**Records supplied**
Issue #2128, opened 2024-12-27
Type definition for `KubernetesObjectApi.read()` is incorrect


jportner:
**Describe the bug**

When reading a [Kubernetes object](https://kubernetes.io/docs/concepts/overview/working-with-objects/), the request must include the `apiVersion`, `kind`, and `metadata` fields for the object. If the object is found, the _response_ will include the `spec` and `status`.

It appears the `KubernetesObjectApi.read()` type definition was accidentally changed in the 1.0.0 release, so the request and response object are the same.

Old type definition in 0.x:

https://github.com/kubernetes-client/javascript/blob/8d4a84c61f916b3809c20734711c3bb085599731/src/object.ts#L19-L27

https://github.com/kubernetes-client/javascript/blob/8d4a84c61f916b3809c20734711c3bb085599731/src/object.ts#L344-L350

The request payload is `KubernetesObjectHeader<T>` and the response is `T`.

New type definition in 1.0.0:

https://github.com/kubernetes-client/javascript/blob/27ba0e1651dbab04a1c85b6d3d9a1c1cfb979b26/src/object.ts#L280-L286

The request payload is `T` and the response is `T`.

**Client Version**

N/A

**Server Version**

N/A

**To Reproduce**

[...]

PR #2129, opened 2024-12-27
Fix type definition for KubernetesObjectApi.read()

jportner:
Resolves https://github.com/kubernetes-client/javascript/issues/2128

This PR restores the old type definition that existed in 0.x.

### DIFF
--- a/src/object.ts
+++ b/src/object.ts
@@ -19,6 +19,16 @@ import { PatchStrategy } from './patch.js';
 /** Kubernetes API verbs. */
 type KubernetesApiAction = 'create' | 'delete' | 'patch' | 'read' | 'list' | 'replace';
 
+type KubernetesObjectHeader<T extends KubernetesObject | KubernetesObject> = Pick<
+    T,
+    'apiVersion' | 'kind'
+> & {
+    metadata: {
+        name: string;
+        namespace?: string;
+    };
+};
+
 interface GroupVersion {
     group: string;
     version: string;
@@ -278,7 +288,7 @@ export class KubernetesObjectApi {
      * @return Promise containing the request response and [[KubernetesObject]].
      */
     public async read<T extends KubernetesObject | KubernetesObject>(
-        spec: T,
+        spec: KubernetesObjectHeader<T>,
         pretty?: string,
         exact?: boolean,
         exportt?: boolean,
--- a/src/object.ts
+++ b/src/object.ts
@@ -19,16 +19,6 @@ import { PatchStrategy } from './patch.js';
 /** Kubernetes API verbs. */
 type KubernetesApiAction = 'create' | 'delete' | 'patch' | 'read' | 'list' | 'replace';
 
-type KubernetesObjectHeader<T extends KubernetesObject | KubernetesObject> = Pick<
-    T,
-    'apiVersion' | 'kind'
-> & {
-    metadata: {
-        name: string;
-        namespace?: string;
-    };
-};
-
 interface GroupVersion {
     group: string;
     version: string;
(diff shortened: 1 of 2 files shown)


cjihrig:
Changes here LGTM. It looks like after these changes, main contains all of the changes from #854 except some minor differences which I believe are a result of the different underlying clients.

/lgtm

brendandburns:
Hrm, our CI/CD doesn't appear to be triggering, probably because we need to update the github action to include the `main` branch.

cjihrig:
@jportner sorry, but would you mind rebasing this to pick up https://github.com/kubernetes-client/javascript/pull/2132.

cjihrig:
FYI @brendandburns this is what I see. I don't have permission to start the CI:
Screen Shot 2024-12-29 at 1 52 58 AM

@jportner thanks for rebasing. Still LGTM

/lgtm

brendandburns:
@cjihrig ok, I think you need to add yourself here:

https://github.com/kubernetes/org/blob/main/config/kubernetes-client/org.yaml#L141

Also, let's remove @davidgamero from admin since he hasn't been super involved lately (we can leave him as approver/reviewer)

brendandburns:
/lgtm

Is this unit testable? If so, we should add unit tests.

saurabh2590 (approved):

jportner:
> /lgtm
> 
> Is this unit testable? If so, we should add unit tests.

Well I can't think of a way to test the looser type definition directly.
But I did make a second change to the existing unit test for this function in 4c1e6c2dda94d1f48407031546b376383d2ed9db, which demonstrates that the problem is fixed by the first change.

If you temporarily revert the first change in 85007ed780a2acd30b57d6176d66b275d912e4d6, you can see that there's now a type error in the tests. I tried to push a temporary revert to demonstrate that but it looks like the GitHub workflow wouldn't run again until I got another LGTM label 😅 

Anyway, with the first change temporarily reverted (HEAD: 0170e82c0d555eb5d49f9f63f56b5196a11af18b) if you try `npm run build-with-tests` you'll see the type error:

```sh
npm run build-with-tests

> @kubernetes/client-node@1.0.0 build-with-tests
> tsc --project tsconfig-with-tests.json && cp 'src/test/echo space.js' dist/test

src/object_test.ts:1762:66 - error TS2345: Argument of type '{ apiVersion: string; kind: string; metadata: { name: string; namespace: string; }; }' is not assignable to parameter of type 'CustomTestResource'.
  Property 'spec' is missing in type '{ apiVersion: string; kind: string; metadata: { name: string; namespace: string; }; }' but required in type 'CustomTestResource'.

1762             const custom = await client.read<CustomTestResource>({
                                                                      ~
1763                 apiVersion: 'example.com/v1',
     ~~~~~~~~~~~~~~~~~~~~~~~~~~~~~~~~~~~~~~~~~~~~~
 ... 
1768                 },
     ~~~~~~~~~~~~~~~~~~
1769             });
     ~~~~~~~~~~~~~

  src/object_test.ts:1728:17
    1728                 spec: {
                         ~~~~
    'spec' is declared here.


Found 1 error in src/object_test.ts:1762
```

Are you satisfied with that?

mstruebing:
/lgtm

> I tried to push a temporary revert to demonstrate that but it looks like the GitHub workflow wouldn't run again until I got another LGTM label

Someone from within the org needs to approve CI runs for outside collaborators.

@brendandburns is there any specific reason this is active for CI runs which do testing, linting, etc.?
I think there are ways to prevent workflow run changes from within a branch to be used in a workflow run (it will use the workflow definition from `main` if configured correctly).
Would be easier for outsiders to contribute and reduces the feedback cycle loop.

brendandburns:
@mstruebing there are security concerns w/ running random PRs from unknown users automatically. People can do things like craft malicious PRs that mine Bitcoin, etc.

I think we want a maintainer to look at each PR before we approve it for running tests on our compute.

brendandburns:
That test looks good enough to me, I mainly want something that will catch if we regress this change somehow. I think this fits the bill. Thanks!

/lgtm
/approve

Issue #632, opened 2021-04-08
Dependencie net-keepalive does not support win32


eduardocp:
**Describe the bug**
Dependencie `net-keepalive` does not support win32

**Client Version**
0.14.2

**To Reproduce**
In Windows:
yarn add @kubernetes/client-node

**Expected behavior**
Package successfully add

**Current behavior**
Error on fetching packages
![image](https://user-images.githubusercontent.com/1816859/114062596-11f49c00-986e-11eb-98b6-79cb63c62abe.png)

bacongobbler:
Hey thanks for reaching out.

Good catch with this one. I wonder if it is possible to selectively disable the tcp keepalive probe header on non-unix systems, as that's how Go provides this functionality.

From https://golang.org/pkg/net/ (emphasis bold):

> // KeepAlive specifies the interval between keep-alive
    // probes for an active network connection.
    // If zero, keep-alive probes are sent with a default value
    // (currently 15 seconds), **if supported by the protocol and operating
    // system.** Network protocols or operating systems that do
    // not support keep-alives ignore this field.
    // If negative, keep-alive probes are disabled.

bacongobbler:
Alternatively, it does appear the net-keepalive maintainers are welcome to PRs to provide windows support. So another option would be to perform a no-op pointing to Go's pkg/net implementation as reference.

dominykas:
I'm seeing an error on Linux as well:

```
07:21:22 AssertionError [ERR_ASSERTION]: Unable to get socket fd
07:21:22     at _getSocketFD (/mnt/project/node_modules/net-keepalive/lib/index.js:31:3)
07:21:22     at Object.setKeepAliveInterval (/mnt/project/node_modules/net-keepalive/lib/index.js:73:14)
07:21:22     at Request.<anonymous> (/mnt/project/node_modules/@kubernetes/client-node/dist/watch.js:82:27)
```

cebald:
Hello, I am also seeing this issue with net-keepalive not supporting win64. I was just able to install v0.14.0. Is there a later version that I can use in the meantime where net-keepalive should still work? Thanks for your help.

eduardocp:
> Hello, I am also seeing this issue with net-keepalive not supporting win64. I was just able to install v0.14.0. Is there a later version that I can use in the meantime where net-keepalive should still work? Thanks for your help.
> 
> EDIT: v0.14.1 installed fine as well. v0.14.2 seems to be the first problem 

[...]

Issue #559, opened 2020-11-24
Unable to detect if a watch is active


maxweisel:
This is the same bug that occurred in the Go client library here: https://github.com/kubernetes/kubernetes/issues/65012

Essentially if you create a watch stream and the connection is severed, the stream is unaware and believes it is open. It will stay open forever and just stop reporting events instead of trying to reconnect. This occurs anytime our k8s control plane is updated. Ideally it would detect the broken connection and reconnect to another replica or at least mark the connection closed.

It seems the solution is to occasionally http2 ping the connection to ensure that it's still open, and close if the ping is not received.

I've dug into the library a little and it seems watch.js uses [request](https://www.npmjs.com/package/request) which is now deprecated. The watch class does allow specifying my own request implementation in the constructor, which I imagine I could use to add the ping feature, but I imagine this is a bug that will impact everyone who uses the watch event, so I figured I'd file an issue.

Happy to contribute a patch that includes this functionality, I'd love some guidance on what the preferred direction should be. Is there a suitable replacement for request that I could implement while I'm working on this patch?

Max

brendandburns:
Thanks, please see the discussion of alternatives to `request` here:

https://github.com/kubernetes-client/javascript/issues/414

The main problem with switching libraries is that all of this code is generated by the OpenAPI Generator project:
https://github.com/OpenAPITools/openapi-generator

We could change generators, but that would also result in significant breaking API changes in the library. I think that the best option is to fork the request generator in OpenAPI Generator (`typescript-node`) and switch it to a different HTTP library while maintaining the same generated API signatures.

This is a pretty significant undertaking though, and for now no one has taken it on. If there is interest, I'm happy to advise on what needs to be done. I don't have the cycles for it personally, but I can act as a guide.

Regarding hanging watches, I think the best answer is to set the socket timeout pretty low (e.g. 1 minute) which _should_ cause the TCP connection to reset anyway.

flyboarder:
@brendandburns I would be willing to attempt migrating to a new generator.

entropitor:
@maxweisel Thank you for discovering this! We have been plagued by this and I wasn't sure what the problem was

@jhagestedt It seems https://github.com/kubernetes-client/javascript/commit/1b313ce09ad2f50ba1292e07e87386b2fa03e3df might be the culprit. Why is the timeout set to 0? 

(Although I'm using 0.11.1 and I also seem to have the problem)

entropitor:
[...]

PR #2131, opened 2024-12-28
Reintroduce timeout and keep-alive for watch requests to match client-go

### LINKED ISSUE #2127: Watch keepalive not working anymore with 1.0.0
**Describe the bug**
With the version 1.0.0, when a `watch` request is made and the connection drop, no more events are reported, but there is also no error that indicate that the connection was dropped. (I waited 10 minutes to be sure)

With version 0.22.2, under ~33s, I got the error `read ETIMEDOUT`, allowing me to retry the connection and restart the watch request.

This issue was already raised on #559 and fixed with PR #630. This PR add a config to configure keepalive packets in `watch.ts`, but I don't see this config on the version 1.0.0.

**Client Version**
`1.0.0` (but working on *0.22.2*)

**Server Version**
`1.30.3`

**To Reproduce**
In my case, I start the `watch-example.ts` and then cut the VPN connection to my cluster. As it's related to network perturbation, it's not easy to suggest an easy reproducible way to do it. I guess you can also use your firewall to drop packets in the middle of a watch request.

**Expected behavior**
I expect an error to be thrown when the Kubernetes api becomes unavailable while a watch request is running like it was the case for previous versions.

** Example Code**
I used the `watch-example.ts`

 - OS: Linux
 - NodeJS Version 20.16.0

Alabate:
This will send sends keep-alive probes to the server every 30 seconds. These features were present prior to the 1.0 but were inadvertently removed.

Fixes #2127

Previous relevant issues:
- Initial issue: #559
  - PR: #630
- Improvement: #632
  - PR: #635

### Implementation details
Setting `requestInit.timeout = 30000` is equivalent to `socket.setTimeout(30000)` as you can [see in the sources](https://github.com/nodejs/node/blob/main/lib/_http_agent.js#L527).

One of the solution suggested in #2127 was to use the keepAlive of the `http.Agent`. But [as documented here](https://nodejs.org/api/http.html#new-agentoptions), that's just a boolean that instruct the agent that we want sockets to be re-used. We want to send packets at a fixed rate to know when a connection is broken. This can be done with the [`socket.setKeepAlive()` method](https://nodejs.org/api/net.html#socketsetkeepaliveenable-initialdelay), but to use it, we need to access the socket object.

I managed to access the socket and call `setKeepAlive()`, but only after the `await fetch()`, when the response is already arriving. That's the only way I found to access the socket. The Agent create the socket, but [there is no event](https://nodejs.org/api/http.html#class-httpagent) to know when a socket created, you can just access them by list like I did. There is a[ `socket` event on the request object](https://nodejs.org/api/http.html#event-socket), but `node-fetch` abstract it away, and I couldn't find a clean way to access it ([See discussion](https://github.com/node-fetch/node-fetch/discussions/1720) that request this feature).

The only way I've found to get the socket before the request was by monkey-patching the `agent.createConnection()`, but I think this solution is worse.
```javascript
const _createConnection = agent.createConnection;
agent.createConnection = function (...args) {
  const socket = _createConnection.apply(agent, args);
  socket.setTimeout(3000);
  socket.setKeepAlive(true, 3000);
  return socket;
}
```

### DIFF
--- a/src/watch.ts
+++ b/src/watch.ts
@@ -40,6 +40,7 @@ export class Watch {
         const controller = new AbortController();
         requestInit.signal = controller.signal as AbortSignal;
         requestInit.method = 'GET';
+        requestInit.timeout = 30000;
 
         let doneCalled: boolean = false;
         const doneCallOnce = (err: any) => {
@@ -52,6 +53,15 @@ export class Watch {
 
         try {
             const response = await fetch(watchURL, requestInit);
+
+            // Enable socket keep-alive to prevent connection stalls
+            if (requestInit.agent && typeof requestInit.agent === 'object') {
+                for (const socket of Object.values(requestInit.agent.sockets).flat()) {
+                    if (socket) {
+                        socket.setKeepAlive(true, 30000);
+                    }
+                }
+            }
 
             if (response.status === 200) {
                 response.body.on('error', doneCallOnce);


cjihrig:
> One of the solution suggested in https://github.com/kubernetes-client/javascript/issues/2127 was to use the keepAlive of the http.Agent. But [as documented here](https://nodejs.org/api/http.html#new-agentoptions), that's just a boolean that instruct the agent that we want sockets to be re-used. We want to send packets at a fixed rate to know when a connection is broken. This can be done with the [socket.setKeepAlive() method](https://nodejs.org/api/net.html#socketsetkeepaliveenable-initialdelay), but to use it, we need to access the socket object.

There is also a `keepAliveMsecs` option in the same docs you linked to. Would using that in conjunction with the `keepAlive` boolean do what you need and avoid looping over all of the agent's sockets? I believe that is how `socket.setKeepAlive()` is implemented.

Alabate:
I agree that it should, but when I tried it didn't work, so I though I did not understand the documentation. But in the end, I think it's more because of this issue: https://github.com/nodejs/node/issues/47137

To confirm it, I ran the following snippet that simply create an agent and a request and try to read the `setKeepAlive` status:

```javascript
import * as protocol from 'node:http';

const agent = new protocol.Agent({
    keepAlive: true,
    keepAliveMsecs: 3000,
});
console.log('========= Protocol ', agent.protocol, '==========');

const req = protocol.request(`${agent.protocol}//google.com`, { agent: agent }, (res) => {
    logKeepaliveSocketStatus(res.socket);

    req.socket.setKeepAlive(true, 4000);
    logKeepaliveSocketStatus(res.socket);
});
req.end();

function logKeepaliveSocketStatus(socket) {
    const kSetKeepAlive = Object.getOwnPropertySymbols(socket).find(
        (sym) => sym.description === 'kSetKeepAlive',
    );
    const kSetKeepAliveInitialDelay = Object.getOwnPropertySymbols(socket).find(
        (sym) => sym.description === 'kSetKeepAliveInitialDelay',
    );
    console.log('----- Socket status -----');
    console.log('kSetKeepAlive:', socket[kSetKeepAlive]);
    console.log('kSetKeepAliveInitialDelay:', socket[kSetKeepAliveInitialDelay]);
}
```

When I execute this script with the `node:http` module, I get the following output:
```
========= Protocol  http: ==========
----- Socket status -----
kSetKeepAlive: true
kSetKeepAliveInitialDelay: 3
----- Socket status -----
kSetKeepAlive: true
kSetKeepAliveInitialDelay: 4
```

However, if I replace `node:http` with `node:https`, I get:

```
========= Protocol  https: ==========
----- Socket status -----
kSetKeepAlive: false
kSetKeepAliveInitialDelay: 0
----- Socket status -----
kSetKeepAlive: true
kSetKeepAliveInitialDelay: 4
```

And in our case we use the https agent

brendandburns:
Please add unit tests also.

anandfresh (approved):

cjihrig:
As much as I don't like the workaround here, I haven't been able to find a better way with the current project setup. It's also surprising that no one has tried to fix https://github.com/nodejs/node/issues/47137. LGTM once there are tests.

anandfresh (approved):

rossanthony:
@Alabate I need this fix for something I'm working on, if you're too busy would you mind if I try to complete the unit tests for this fix so we can hopefully get this merged?

rossanthony:
@brendandburns I've opened another PR with @Alabate's fix + unit test coverage: https://github.com/kubernetes-client/javascript/pull/2367

cjihrig:
Superseded by #2367. Thanks for getting this started though.

PR #2144, opened 2025-01-08
websocket: do not close when protocol supports it

cjihrig:
This commit updates the WebSocket handler to not call `ws.close()` when stdin is closed but the ws protocol already supports closing (v5 protocol for example).


davidgamero (approved):
/approve
/lgtm

Issue #2116, opened 2024-12-18
Establish a plan for linting moving forward


cjihrig:
**Describe the bug**
This package uses TSLint, which is deprecated. The suggested upgrade path seems to have some issues and complexity. Since there are a number of options for linting, I figured it was worth opening an issue to decide on a direction first.

A few possibilities:
- Move to ESLint directly. This would have been my choice in previous versions, but the latest ESLint seems more complex and potentially involves adding a number of support modules.
- Move to an alternative tool. Examples would be things like [neostandard](https://www.npmjs.com/package/neostandard), [typescript-eslint](https://www.npmjs.com/package/typescript-eslint), [biome](https://github.com/biomejs/biome).

I think no matter which option we pick, we might end up tweaking the lint rules over time if we want to match the TSLint configuration as closely as possible (not sure if that is necessarily a goal though).

**Client Version**
latest

**Server Version**
not relevant

**To Reproduce**
Run `npm ci` on this repo

**Expected behavior**
`npm ci` finishes with no warnings or errors related to this package

**Example Code**
not relevant

**Environment (please complete the following information):**
local development

**Additional context**
Quoting my comment from #2050 regarding migrating away from TSLint:
> FWIW, I briefly started looking into this. It's not as simple as I had hoped it would be. TSLint provides an automatic migration to ESLint that preserves many of the current linting settings. However, it seems to migrate to a now outdated version of ESLint, so the generated config has some problems. In turn, ESLint also provides an automatic update migration. Unfortunately, ESLint seems to have gotten a lot more complex in its latest version and requires installing a bunch of additional modules.

brendandburns:
I'm ok with adjusting our style to match a different linter. I would want to see the differences in a few example files first and then we could converge on a different solution.

Is there one linter (other than eslint) that appears to be more commonly used than the others?

cjihrig:
> Is there one linter (other than eslint) that appears to be more commonly used than the others?

I think most of the top options are layers built on top of ESLint. Based on download numbers and what I've heard of people using, I would probably say typescript-eslint.

There is also Biome, which is not based on ESLint. It is a full toolchain, including a formatter that advertises 97% compatibility with Prettier, and a linter that supports more than 270 ESLint rules. I have never used it, but it could mean fewer dependencies, and likely better performance since it is Rust based.

cjihrig:
Fixed by https://github.com/kubernetes-client/javascript/pull/2162

PR #2162, opened 2025-01-14
deps: replace tslint with typescript-eslint

cjihrig:
tslint has been deprecated. This commit replaces it with typescript-eslint.

This is a proposed fix for https://github.com/kubernetes-client/javascript/issues/2116


src/util.ts
```diff
@@ -8,7 +8,7 @@ export async function podsForNode(api: CoreV1Api, nodeName: string): Promise<V1P
 
 export function findSuffix(quantity: string): string {
     let ix = quantity.length - 1;
-    while (ix >= 0 && !/[\.0-9]/.test(quantity.charAt(ix))) {
+    while (ix >= 0 && !/[.0-9]/.test(quantity.charAt(ix))) {
```
brendandburns, line 11: I think this is a breaking change we want the escaped `\.` to just match <dot> vs <dot> in regexp which matches all characters?

brendandburns:
Looks good. One comment on a regexp, but maybe I'm missing something?

Thanks for doing this!

src/util.ts
cjihrig: That change was related to this error:

>   11:26  error  Unnecessary escape character: \.  no-useless-escape

Here are the docs for [no-useless-escape](https://eslint.org/docs/latest/rules/no-useless-escape). I can put it back and disable the lint rule for that line if you'd prefer.

brendandburns: ok, thanks for checking.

**Problem to work on**
Could you return exactly the stretch of the data above that starts at the line with "The main problem" and ends at the line with "Reintroduce timeout and", both lines included?

**Final answer**
The main problem with switching libraries is that all of this code is generated by the OpenAPI Generator project:
https://github.com/OpenAPITools/openapi-generator

We could change generators, but that would also result in significant breaking API changes in the library. I think that the best option is to fork the request generator in OpenAPI Generator (`typescript-node`) and switch it to a different HTTP library while maintaining the same generated API signatures.

This is a pretty significant undertaking though, and for now no one has taken it on. If there is interest, I'm happy to advise on what needs to be done. I don't have the cycles for it personally, but I can act as a guide.

Regarding hanging watches, I think the best answer is to set the socket timeout pretty low (e.g. 1 minute) which _should_ cause the TCP connection to reset anyway.

flyboarder:
@brendandburns I would be willing to attempt migrating to a new generator.

entropitor:
@maxweisel Thank you for discovering this! We have been plagued by this and I wasn't sure what the problem was

@jhagestedt It seems https://github.com/kubernetes-client/javascript/commit/1b313ce09ad2f50ba1292e07e87386b2fa03e3df might be the culprit. Why is the timeout set to 0? 

(Although I'm using 0.11.1 and I also seem to have the problem)

entropitor:
[...]

PR #2131, opened 2024-12-28
Reintroduce timeout and keep-alive for watch requests to match client-go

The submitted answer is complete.